With that in mind, how long before a float from DataSift? Halstead, again advising caution, put a tentative timescale of three to four years.

“It was more of a statement of ‘we believe this is a billion dollar market, social is huge, and the market for applying a cloud-based unstructured processing engine to a broad enterprise market is a massive untapped opportunity’,” Halstead explains.

“There’s lots of discussion around big data companies, but the reality is a lot of the technology that’s out there for big data is totally unapproachable for the average company.

“If you believe any of the reports from the Kinseys and the rest, 70% of all data in the enterprise is unstructured, so we believe our footing for getting social into business first, and then helping them also tackle other problems that they’ve got within their business of being able to contextualise data alongside social is huge,” he adds.

What DataSift brings to the table, therefore, is resyndication rather than analytics – the “heavy lifting on the data”, as Halstead puts it.

“Our USP is our ability to understand the content, to be able to then make a decision of whether certain data is delivered to a customer or not, and it’s gone way beyond the simple idea of keyword tracking,” Halstead explains.

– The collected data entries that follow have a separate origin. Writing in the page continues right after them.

Issue #1435, opened 2026-06-01
render: faithful trixel-space per-axis sun-shadow under camera Z-yaw (restores cast-shadow deferred by #1380's interim)


jakildev:
**Blocked by:** #1370 (#1380 ships the interim)

> Follow-up to #1370 / PR #1380. PR #1380 ships the **interim (C)**: per-axis voxels stop casting into the shared sun map while rotating, so the false self-shadow black-holes disappear — at the cost of **no voxel-cast sun shadows at non-cardinal yaw**. This issue tracks the **faithful** path that restores them correctly.

## Problem (pinned in #1380)

The per-axis voxel canvases bake into the shared world sun-depth map (slot 28) from the **face-local trixel canvas** — a screen-sparse, face-planar representation. A convex block's own mutually-perpendicular sun-facing faces then occlude each other in the sun projection (same-block cross-face self-occlusion), which is geometrically impossible under a directional light. The cardinal path avoids this because it bakes **per-screen-pixel on the iso-depth plane** (⊥ view (1,1,1)) — a flattening the face-local canvas doesn't reproduce. (Full experiment ladder + diagnosis in #1380's comments.)

## Goal — compute sun shadows in trixel/screen space, once

Restore correct voxel sun-shadow casting under continuous Z-yaw by baking the sun map from a representation that matches the cardinal path's per-screen-pixel iso-depth-plane resolve, rather than from the 3 face-local per-axis canvases. The north star: **sun shadows (and the other cross-canvas lighting maps) are resolved in trixel/screen space once, and detached / per-axis content derives from that single resolved representation** rather than each path baking its own face-local approximation.

## Likely approach (confirm during design)

- **(A) from #1380.** Add a pre-`BAKE_SUN_SHADOW_MAP` screen-space depth resolve of the 3 per-axis canvases (the forward-scatter already computes a composited framebuffer depth for the final image — reuse/relocate that resolve so the sun bake reads the front-most, iso-depth-plane representation, like the cardinal path). Bake the sun map from that.
- Note the **depth-metric dependency**: the per-axis composite depth is the **yaw-rotated** iso-depth `pos3DtoDistance(R_z(-visualYaw)·world)` as of #1434 — any screen-space resolve must use that same metric so the resolved depth is consistent with the on-screen projection.
- Consider whether AO / light-volume want the same single-resolve treatment (they currently each reconstruct world-pos per per-axis cell via `perAxisCellToWorld3D`).

## Acceptance

[...]

PR #2272, opened 2026-07-06
render: deterministic per-axis color winner + scatter tie band (#2255)

### LINKED ISSUE #2255: render: per-axis path is run-to-run non-deterministic at fixed pose

jakildev:
## Summary
- **Stage-2 color-tap race (the planned fix):** `writeColorTap`'s non-atomic read-compare-write admitted every face whose encoded key tied the settled `atomicMin` distance — last-writer-wins, GPU-scheduling-dependent. Now a **two-pass 32-bit winner election** (the plan's resolved primary path — no 64-bit atomics on either backend): a `resolveMode` dispatch re-runs stage 1 between the stages, atomicMins each depth-tying face's run-stable voxel pool index into a per-cell winner scratch (SSBO transiently on `kBufferIndex_PerAxisResolveScratch`; Metal has only one image-atomic slot), and stage 2's per-axis tap admits exactly one face. Liveness sabotage-verified (guard `voxelIndex+1` blanks all per-axis content).
- **Scatter margin-yield crossover race (found during acceptance; the issue body's second suspect):** the #1961 cell compaction atomic-appends the scatter instance list, so where a near face's margin-yield ramp crosses its parallel neighbor's exact plane (same column, two iso rows apart — pinned via a cell-identity overlay probe) the bit-exact float depth tie fell to run-variant draw order (~40 px, ±1 LSB drift; also on master). Fixed by **band-quantizing the final fragment depth (2⁻²⁰) + injecting an 8-level cell code (2⁻²³ steps)** into the sub-band bits — exact power-of-two float ops on both backends, half the 0.25 margin bias, so only tie-band pixels change and no genuine occlusion reorders.
- Adds `RenderDevice::fillBuffer` (GL `glClearNamedBufferSubData` / Metal blit `fillBuffer`) for the winner-scratch sentinel reset; prefab CLAUDE.md sentinel gotcha updated to cite it.
- Plan of record updated in `.fleet/plans/issue-2255.md` (includes the second-mechanism addendum).

## Evidence (macOS/Metal)
| Check | Result |
|---|---|
| `IRPerfGrid --auto-screenshot --no-overlay --wave-amplitude 0` ×10 clean runs | **all 3 rotated shots byte-identical** (`zoom1_rot` 216f2346…, `zoom4_rot` 3cbedf82…, `zoom4_rot_pan` bc040892… — 10/10 each) |
| Same protocol, master shaders (staged A/B, same binary) | drifts every run pair (~40 px, max_delta=1) |
| Cardinal shots (`fit_grid`, `zoom1_origin`, `profiler_overlay`, `zoom4_pan`) | **byte-identical to master baseline** (same hashes) |
| `jitter_probe` yaw-sweep (`--spin-shape cylinder --spin-shape-voxel --yaw-sweep --zoom 4`) | metrics bit-identical to master (pre-existing JITTER verdict at this pose, unchanged — no #1458 regression) |
| Post-format rebuild sanity run | hashes still match |

master run-to-run drift diff
zoom4_rot deterministic

## Test plan
- [x] 10/10 byte-identical rotated shots on macOS/Metal (plan acceptance)
- [x] Cardinal byte-identity vs master (per-axis path untaken at cardinals; winner scratch a no-op there)
- [x] jitter_probe no-regression vs master
- [x] `fleet-build --target IRPerfGrid` / `IRShapeDebug` clean; IRShapeDebug default auto-screenshot smoke clean
- [ ] Linux/GL smoke (GLSL ported line-for-line; not runnable on this host)

## Notes for reviewer
- Cost: one extra per-axis compute dispatch (stage-1 re-run in resolve mode) + one blit fill per axis, **only while the camera is rotating** — plan-accepted; cardinal fast path untouched.
- **PR #2271** (#2256) touches the same per-axis compaction/scatter surface; whichever lands second rebases mechanically (the depth-key change here is orthogonal to dispatch shape).
- The two committed PNGs are evidence captures (master drift diff + the now-deterministic rotated pose), not baseline references.

Closes #2255


jakildev (commented):
## Review — render: deterministic per-axis color winner + scatter tie band (#2255)

**Verdict:** approve

Closes #2255: fixes two independent GPU-scheduling races that made the per-axis (rotated-pose) voxel-to-trixel path non-deterministic run-to-run at a fixed camera pose. Read every touched C++ file in full and both GLSL/Metal twins for all 19 changed files; traced the algorithm end-to-end (buffer binding reuse, dispatch/barrier sequencing, atomic correctness, depth quantization math, CPU/GPU struct layout) rather than just checking the PR's own claims.

### What I verified

- **Binding-point correctness.** `kBufferIndex_PerAxisResolveScratch` (slot 28, aliasing `kBufferIndex_LightOcclusionGrid`) is a *pre-existing* constant from #1435's `RESOLVE_PER_AXIS_SCREEN_DEPTH` — this PR adds a **third** transient consumer of the same slot, not a new constant. C++ (`ir_render_types.hpp:935`, `system_voxel_to_trixel.hpp:514,1364`, `component_per_axis_trixel_canvases.hpp:136`), GLSL (`stage_1.glsl:142`, `stage_2.glsl:95`), and Metal (`[[buffer(28)]]` in both stage shaders) all agree on the index. `RESOLVE_PER_AXIS_SCREEN_DEPTH` registers strictly after `VOXEL_TO_TRIXEL_STAGE_1` in every demo's pipeline, and the winner-scratch write+consume completes entirely within that one system's per-axis loop before the next stage could rebind slot 28 — no real collision, consistent with the file's established "rebind before use" alias discipline.
- **`fillBuffer` sentinel reset ordering** — `system_voxel_to_trixel.hpp:531-534` resets the winner scratch to `0xFFFFFFFF` per axis, before both the store dispatch and the resolveMode=1 dispatch that reads/writes it.
- **Dispatch/barrier sequencing** (`system_voxel_to_trixel.hpp:569-621`): store dispatch → `memoryBarrier(SHADER_IMAGE_ACCESS)` → resolveMode=1 dispatch → `memoryBarrier(SHADER_STORAGE)` → stage 2. This is exactly the barrier the underlying bug was missing.
- **Atomic correctness** — GLSL `atomicMin` on a `std430` SSBO vs. Metal `atomic_fetch_min_explicit` on `device atomic_uint*` are both real atomics with matching semantics; the settled-winner depth re-test (`imageLoad` vs. `atomic_load_explicit` against the distance scratch) is parity-matched between backends.
- **Winner-index stability** — `voxelIndex = compactedVoxelIndices[compactedIdx]` is the voxel's fixed pool identity, not its (nondeterministic) position in the atomically-appended compacted list, so the min-index election is genuinely run-stable — correctly distinguishes this from the #1961 compaction race it's fixing around.
- **Depth band-quantization** — `kScatterCellTieStep = 2^-23` / `kScatterCellTieBand = 2^-20` are byte-identical constants in `ir_iso_common.glsl` / `.metal`, and `cellCode = (ij.x & 1) | ((ij.y & 3) << 1)` is applied identically in both scatter shader pairs. Band is half the pre-existing `kScatterMarginDepthBiasKey` (0.25), so no genuine occlusion reorder.
- **CPU/GPU struct sync** — `FrameDataVoxelToCanvas::resolveMode_` + 3 explicit pad ints land at offset 192, `sizeof == 208`, matching both the GLSL and Metal UBO declarations exactly (verified the `static_assert`s and the shader-side field order by hand).
- **Winner-scratch buffer lifecycle** — allocated in `C_PerAxisTrixelCanvases::allocate()` sized to `size.x*size.y*4` bytes (matches the system's own size calc), freed in `release()`/`onDestroy()`; no leak.
- Nothing here touches cross-frame GPU state or async readback — the winner scratch is written and consumed entirely within one frame's per-axis loop with explicit barriers, so it doesn't land in "Opus-only" GPU-lifetime territory on its own merits (escalating anyway below, per the render-path rule).

### Nits

- `engine/render/include/irreden/render/ir_render_types.hpp:926-935` — the alias-rationale comment for `kBufferIndex_PerAxisResolveScratch` documents only the #1435 `RESOLVE_PER_AXIS_SCREEN_DEPTH` consumer's non-overlap argument; it wasn't extended to mention this PR's #2255 winner-election reuse of the same slot. The actual safety reasoning is present elsewhere (`c_voxel_to_trixel_stage_1.glsl:133-141`, `component_per_axis_trixel_canvases.hpp:83-91`), just not centralized at the constant's declaration — where a future auditor of "who uses slot 28" would look first. Suggest a short appended paragraph there.
- `engine/render/src/shaders/f_peraxis_scatter.glsl:44-47` — locally re-declares `kScatterCellTieBand` rather than sharing `ir_iso_common.glsl`'s definition (this fragment stage has no common include, consistent with existing duplication in this file for the same reason). Values match today; flagging as a manual-sync risk if only one side is edited later.
- `engine/render/src/metal/metal_render_impl.cpp:779-782` — `fillBuffer`'s no-command-buffer fallback calls `mtlBuffer->contents()` unconditionally; harmless for this PR's actual call site (always mid-frame with an active command buffer) but a private-storage-mode buffer passed by a future caller could get a null pointer here. Since `fillBuffer` is now a general `RenderDevice` API surface rather than single-purpose code, a defensive null check would be cheap insurance.

### Praise

- The winner-scratch tiebreak correctly uses the voxel's *pool* index (run-stable) rather than its position in the atomically-appended compacted list (run-variant) — the PR explicitly calls this distinction out and gets it right, which is the crux of why the fix actually works.
- The second mechanism (scatter margin-yield crossover tie) was found and fixed during the author's own acceptance testing, not assumed away — the PR body is upfront that the first fix alone didn't fully resolve the ≥10-run drift, and traces the second race to its exact geometric cause via a cell-identity overlay probe.
- Evidence section is unusually rigorous for a nondeterminism fix: 10/10 byte-identical rotated shots, cardinal byte-identity vs. master, `jitter_probe` no-regression, and an honest "not runnable on this host" callout for Linux/GL rather than overclaiming.

- [ ] Linux/OpenGL cross-host smoke (already flagged unchecked in the PR body; GLSL ported line-for-line but not runnable on this author's host).

Escalation: please Opus-recheck before merge (touches: `engine/render/` compute-dispatch shaders on both backends, cross-backend atomics, and a third transient reuse of an existing GPU buffer binding — the class of change this repo's model split reserves for Opus confirmation even when the Sonnet pass finds nothing).

jakildev (commented):
## Opus recheck — render: deterministic per-axis color winner + scatter tie band (#2255)

**Verdict:** approve

Opus recheck of Sonnet's approve-and-escalate. Sonnet read all 19 changed files and both GLSL/Metal twins and verified binding-point agreement, the `fillBuffer` sentinel ordering, the store→resolve→stage-2 barrier sequence, atomic correctness, winner-index run-stability, the depth band-quantization constants, the CPU/GPU struct sync, and the winner-scratch lifecycle — I take those as confirmed and spent this pass on the invariants a first-pass checklist can't close on a GPU/CPU compute-dispatch change with a *third* transient reuse of an aliased buffer slot: cross-system slot-28 lifetime, barrier-scope correctness across both backends, the distance re-test parity, and the cross-axis reuse of the shared winner buffer. Ran a focused render-invariant subagent over the full file context (all touched files **plus** every other slot-28 consumer) in parallel with my own read; the two converged with no blocker or needs-fix.

### Confirmed (Opus-only items Sonnet could not close)

- **Slot-28 aliasing lifetime — safe.** `dispatchPerAxisCanvases` binds `winnerIds_` at `kBufferIndex_PerAxisResolveScratch` (== `kBufferIndex_LightOcclusionGrid`, slot 28) and never rebinds it back. That is safe only because every *other* consumer of slot 28 rebinds its own buffer immediately before its own dispatch, and I confirmed that discipline holds for all of them — `system_resolve_per_axis_screen_depth.hpp`, `system_build_light_occlusion_grid.hpp` (via `beginTick`), `system_bake_sun_shadow_map.hpp`, `system_compute_light_volume.hpp`, `system_fog_to_trixel.hpp`. The winner write→consume completes entirely inside `VOXEL_TO_TRIXEL_STAGE_1`'s per-axis loop, which registers before any lighting/occlusion/resolve/BAKE consumer, so slot 28 is genuinely free during the window. This is a *narrower* reuse than the sibling #2256 concern: the borrow both writes and reads within one system and hands off to the next consumer's own rebind — no "restore before end of frame" contract is widened here.
- **`PerAxisWinnerPlaceholder` (4 B @ slot 28) — never indexed.** Its only job is to keep slot 28 non-null for the single-canvas/detached dispatches, whose Metal kernel signature unconditionally declares `perAxisWinnerIds [[buffer(28)]]`. Access is gated behind `resolveMode`/`perAxisRoute`, both of which are non-zero only while the real `winnerIds_` is bound — so the 4-byte placeholder is never actually read or written out of bounds.
- **Barrier sequencing — correct on both backends.** `SHADER_IMAGE_ACCESS` before the resolve dispatch is the right bit for its `imageLoad` on the distance image; `SHADER_STORAGE` before stage-2 is right for the winner SSBO read. The `fillBuffer` sentinel reset needs no separate barrier (`glClearNamedBufferSubData` is an ordinary buffer-update-mechanism write, auto-ordered in the GL command stream — the same no-barrier-after-clear shape already used pre-PR for `clearTexImage` → dispatch). The GL cross-axis WAR (axis N stage-2 read vs axis N+1 `fillBuffer` reset) is covered by the implicit synchronization of the buffer-update command against the still-in-flight buffer; on Metal, encoder-boundary hazard tracking serializes the blit fill against the prior compute encoder (`memoryBarrier` is a documented no-op there). No corruption path.
- **GLSL/Metal distance re-test parity — correct.** The winner tap re-reads the *settled* per-cell distance from each backend's canonical store: GLSL `imageLoad(triangleCanvasDistances)` (the same R32I image `writeDistanceTap` `imageAtomicMin`'d) vs Metal `atomic_load_explicit(distanceScratch[idx])` (the same atomic buffer the Metal `writeDistanceTap` wrote), with an identical `linearIndex`. Same data, matched semantics — not an accidental cross-backend divergence.
- **`atomicMin` unsigned election + `0xFFFFFFFF` sentinel — correct.** Unsigned-min on both backends; pool indices sit far below `UINT32_MAX`, so the first real winner always beats the sentinel and the min-index election is a total order over the one face per voxel that emits on this axis route.
- **`fillBuffer` sizing — no truncation.** `winnerScratchBytes` and the `winnerIds_` allocation are computed from the same `size` at the single `allocate()` call site with no partial-resize path, so GL's unclamped `glClearNamedBufferSubData` can never over-run; Metal's `length()` clamp is a redundant safety net, not masking a bug.
- **Scatter tie-break exactness + FrameData layout — correct.** `kScatterCellTieStep`/`Band` are exact 2⁻²³/2⁻²⁰ identical across `ir_iso_common.{glsl,metal}` and the documented fragment-stage duplicate; `floor(depth/band)*band + cellCode*step` is exact float32 with `cellCode ∈ [0,7] ⇒ offset < band`, and the signed-vs-unsigned `ij` bitwise-AND is bit-identical for non-negative coords. `resolveMode_` lands at offset 192 with `sizeof == 208`; stage-1's block adds `visibleIsoBounds` purely to pin the std140 offset, and stage-2's block legally stops at 192 since it aliases the same 208-byte UBO and never reads `resolveMode`.

### On Sonnet's nits (all non-blocking — do not gate merge)

- The `kBufferIndex_PerAxisResolveScratch` decl comment not being extended for the #2255 reuse, the `f_peraxis_scatter.glsl` local re-decl of `kScatterCellTieBand`, and the Metal `fillBuffer` no-command-buffer `contents()` path are all real but cosmetic/defensive — the reuse *is* documented at the component + shader sites, the duplicated constant is a bit-identical power-of-two with a keep-in-sync note, and the null-fallback path is never hit by this PR's mid-frame call site. Optional follow-ups; none warrant a re-review round.

### Test plan (unchanged from Sonnet's pass, pre-existing)

- [ ] Linux/OpenGL cross-host smoke — still pending per the PR body; carries `fleet:needs-windows-smoke` and was authored on macOS, so it correctly awaits cross-host validation. The GLSL was ported line-for-line and reads correct on inspection, but the GL path is not runtime-verified on this host.

jakildev:
Addressed the review nits (both non-blocking per the Opus recheck; landed as cleanup):

- `ir_render_types.hpp` — extended the `kBufferIndex_PerAxisResolveScratch` comment to document VOXEL_TO_TRIXEL_STAGE_1's winner-election as the third transient slot-28 consumer, so the "who uses slot 28" audit is centralized at the constant's declaration.
- `metal_render_impl.cpp` — guarded the `fillBuffer` no-command-buffer CPU fallback against a null `contents()` (private-storage-mode buffers have no CPU mapping). This PR's call sites are all shared-storage mid-frame, so behavior is byte-identical today; the guard just no-ops a future private-buffer caller instead of `memset(null)`.

Nit 3 in Sonnet's list (`f_peraxis_scatter.glsl` local `kScatterCellTieBand` re-decl) already carries a "Keep in sync" note and the no-common-include rationale, so no change there. Build clean (IRShapeDebug, Metal). `fleet:approved` retained; `fleet:needs-windows-smoke` still pending. — worker

jakildev:
judgement-level resolution.

Conflicted files:
- `engine/prefabs/irreden/render/components/component_per_axis_trixel_canvases.hpp` — master: `3ff33aa7 render: per-axis lighting/resolve indirect-dispatch over occupied cells (#2256) (#2273)`; PR: `cfc73a4a render: deterministic per-axis color winner + scatter tie band (#2255)`

Both sides add a distinct GPU buffer to `C_PerAxisTrixelCanvases` — master's
#2256 added `cellCompacted_` / `cellIndirect_` (per-axis empty-cell
compaction), this PR's #2255 adds `winnerIds_` (deterministic color-winner
scratch). Both need to coexist; this isn't a pick-one-side conflict.

attempt resolution on its next iteration (rebase, manually resolve, build,
push). If the worker also can't resolve (truly ambiguous, design decision
needed), it will escalate to `human:needs-fix`.

The `fleet:approved` label has been removed if it was set —
the PR no longer represents a reviewed state.

SHA pair: master=8ebd7f4c8da5f32fb56153529eb3cbc951f24196 × PR=31e562e8b95dc12b0d6bcaba14e39a56d580aa9d

— fleet merger

jakildev:
Resolved semantic conflict: master's #2256 (per-axis empty-cell compaction — `cellCompacted_`/`cellIndirect_`/`cellRegionStride_` on `C_PerAxisTrixelCanvases`) and this PR's #2255 (deterministic color-winner scratch — `winnerIds_`) both add distinct GPU buffers; kept BOTH (additive coexist, as the merger flagged). No binding collision — `winnerIds_` rides slot 28 (`kBufferIndex_PerAxisResolveScratch`) transiently inside `dispatchPerAxisCanvases`, while #2256's cell buffers borrow slots 25/26 sequentially in the separate `compactPerAxisCells` (called after, each restoring the sticky binds). `FrameDataVoxelToCanvas`: `resolveMode_` re-lands at offset 192 after master's `visibleIsoBounds_` (static_assert passes). Build clean (IRShapeDebug, Metal); smoke-ran a rotated voxel box (yaw 45°/zoom 4) — combined per-axis path composites cleanly, no gaps/scramble. Reviewer please re-evaluate the rebased diff. `fleet:needs-windows-smoke` still pending. — worker

jakildev (commented):
## Re-review — render: deterministic per-axis color winner + scatter tie band (#2255)

**Verdict:** approve

Re-review triggered by `fleet:changes-made` after the merger flagged a `fleet:semantic-conflict` against master's #2256 (per-axis empty-cell compaction) and a worker rebased/resolved it. Confirmed `git merge-base origin/claude/2255-peraxis-deterministic-winner origin/master == origin/master` (`8ebd7f4c`) — the PR is now fully rebased onto current master (including #2256), and `mergeable: MERGEABLE`.

### Prior-review resolution

- ✅ `ir_render_types.hpp:926-935` (Sonnet nit) — slot-28 alias comment extended to document the #2255 winner-election as a third transient consumer — verified present at `d5893064`.
- ✅ `metal_render_impl.cpp` `fillBuffer` no-command-buffer fallback (Sonnet nit) — now guards `mtlBuffer->contents()` against null before `memset` — verified at `metal_render_impl.cpp:788`.
- ↗ `f_peraxis_scatter.glsl:44-47` local `kScatterCellTieBand` re-declaration (Sonnet nit) — not changed; author's comment notes it already carries a "keep in sync" note and the no-common-include rationale for this fragment stage. Acceptable as-is, not re-flagged.
- The Sonnet review's substantive findings (binding-point correctness, barrier sequencing, atomic correctness, winner-index stability, depth quantization, CPU/GPU struct sync) and the Opus recheck's confirmations (slot-28 aliasing lifetime, placeholder buffer never indexed, barrier correctness on both backends, distance re-test parity) were both against the PR's *own* diff, which the rebase left byte-for-byte unchanged (`gh pr diff --stat` still reports the same 19 files / 564+ / 14-) — nothing to re-verify there.

### What the rebase itself needed checking (new since the last review)

The semantic conflict was two features adding distinct GPU buffers to the same component (`C_PerAxisTrixelCanvases`): master's #2256 added `cellCompacted_`/`cellIndirect_` (empty-cell compaction), this PR added `winnerIds_` (deterministic-winner scratch). Verified independently, not just from the worker's resolution comment:

- **No binding collision.** `kBufferIndex_PerAxisCellCompacted`/`kBufferIndex_PerAxisCellIndirect` alias slots 25/26 (`kBufferIndex_CompactedVoxelIndices`/`kBufferIndex_IndirectDispatchParams`); `kBufferIndex_PerAxisResolveScratch` (this PR's `winnerIds_`) aliases slot 28 (`kBufferIndex_LightOcclusionGrid`) — distinct constants, confirmed at `ir_render_types.hpp:894-956`.
- **No temporal overlap either.** `system_voxel_to_trixel.hpp:1312` calls `dispatchPerAxisCanvases` (binds slot 28) strictly before `system_voxel_to_trixel.hpp:1318` calls `compactPerAxisCells` (binds slots 25/26) — sequential, not concurrent, so even if they had shared a slot there'd be no race.
- **Struct layout still consistent.** `FrameDataVoxelToCanvas::resolveMode_` lands at offset 192 after master's `visibleIsoBounds_` (#2256) with the `static_assert`s intact — confirmed by a clean build (see below), which would fail loudly on a layout mismatch.

- `fleet-build --target IRShapeDebug` — clean build, no errors (Metal backend, macOS).
- `fleet-run IRShapeDebug --auto-screenshot 5 --spin-shape cylinder --spin-shape-voxel --yaw 0.6 --zoom 4` — ran the full auto-screenshot shot table (including zoom4/zoom8 non-cardinal-yaw voxel-pool shots, which exercise the per-axis path both features touch) with no crash and no runtime errors.

- [ ] Linux/OpenGL cross-host smoke — still pending; already carries `fleet:needs-windows-smoke` from the prior review pass (not re-tagging).

Escalation: please Opus-recheck before merge (touches: `engine/render/` compute-dispatch shaders on both backends, cross-backend atomics — same surface the original Sonnet pass escalated; this re-review additionally confirms the semantic-conflict rebase preserved binding-point non-collision and dispatch ordering, but the underlying GPU-lifetime class of change still merits Opus confirmation).

jakildev (commented):
## Opus recheck (semantic-conflict rebase) — render: deterministic per-axis color winner + scatter tie band (#2255)

**Verdict:** approve

Second Opus recheck, triggered by `fleet:needs-opus-recheck` after the merger flagged a `fleet:semantic-conflict` against master's #2256 (per-axis empty-cell compaction) and a worker rebased/resolved it (both features add distinct GPU buffers to `C_PerAxisTrixelCanvases`, kept additively). The PR's *own* diff was already deep-confirmed by the prior Opus recheck + Sonnet's re-review and the rebase left it byte-identical (19 files), so I spent this pass **only** on the merge-interaction surface a rebase can silently break — and verified each point against the head diff (`d5893064`), not the resolution comment.

### Rebase interaction — confirmed independently

- **Component coexistence is clean.** `allocate()` (`component_per_axis_trixel_canvases.hpp:119`) creates all three buffers — `cellCompacted_`/`cellIndirect_` (#2256) and `winnerIds_` (#2255) — and `release()` frees all three and resets to the unallocated state; `isAllocated()` keys on the first-allocated texture (`axes_[0].colors_`), which `allocate()` sets before any buffer and `release()` nulls, so there's no partial-alloc / double-alloc / leak window. `onDestroy()` delegates to `release()`.
- **Binding slots are distinct — no collision.** `kBufferIndex_PerAxisCellCompacted`=25 / `kBufferIndex_PerAxisCellIndirect`=26 (alias `CompactedVoxelIndices`/`IndirectDispatchParams`) vs `kBufferIndex_PerAxisResolveScratch`=28 (aliases `LightOcclusionGrid`) — three separate constants at `ir_render_types.hpp:894-956`.
- **No temporal overlap either.** `dispatchPerAxisCanvases` (binds `winnerIds_` at slot 28) is called at `system_voxel_to_trixel.hpp:1312`, strictly before `compactPerAxisCells` (borrows 25/26 transiently, restores) at `:1318`. Sequential, and on disjoint slots — so even absent the ordering there is no race.
- **Combined struct layout — the real merge risk — is correct on both backends.** This is what a rebase inserting #2256's `visibleIsoBounds_` *before* this PR's appended `resolveMode_` could have broken. CPU side is compile-pinned: `offsetof(visibleIsoBounds_)==176`, `offsetof(resolveMode_)==192`, `sizeof==208` (`ir_render_types.hpp:753-768`) — guaranteed by the clean build. The shader-side std140/Metal offset is **not** build-checked, so I read both: GLSL `c_voxel_to_trixel_stage_1.glsl` declares `visibleIsoBounds` (81) then `resolveMode` (90) with no interleaved field; the Metal `FrameDataVoxelToCanvas` mirror in `metal/ir_iso_common.metal` declares `...detachedWorldReceive → visibleIsoBounds(937) → resolveMode(949) → 3 pad ints`, matching the CPU field order exactly. `resolveMode` lands at 192 on all three; stage_2 correctly declares only `visibleIsoBounds` (176) and stops before 192 since it never reads `resolveMode`.

### On the prior nits

All three were already dispositioned in the previous cycle — the slot-28 decl comment was extended (`ir_render_types.hpp`), the Metal `fillBuffer` no-command-buffer path now null-guards `contents()`, and the `f_peraxis_scatter.glsl` local `kScatterCellTieBand` re-decl is accepted as-is (bit-identical, keep-in-sync note, no common include for that fragment stage). Nothing re-opened by the rebase.

### Test plan (pre-existing, unchanged)

- [ ] Linux/OpenGL cross-host smoke — still pending; carries `fleet:needs-windows-smoke`, authored on macOS. GLSL ported line-for-line and reads correct on inspection, but the GL runtime path is not verified on the authoring host.

The rebase preserved every invariant the two prior passes confirmed and added no new coupling between #2256 and #2255. Approving.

For marketers, big data is arguably the biggest revolution of them all – and Halstead is convinced that, with the way the market is heading, his solution beats them all.

 “[DataSift] is a cloud service where you can pump the central data into it, get understanding and meaning of the data out again and deliver that into whichever tools you want us to deliver it into. And that’s going to apply to the rest of the unstructured market,” he explains.

“Big data came about because of two things, I believe. Companies found they had lots of data sets that they wanted to join together, and that’s very hard in old, traditional databases, and a lot of the data they had was unstructured.

“But actually a third problem came along that kind of hijacked most of the conversation, which was the size – and actually the size, for most people isn’t the issue.

“I actually think there’s an open opportunity for us to tackle unstructured processing, because it still isn’t being served by any of the big data vendors out there,” he adds.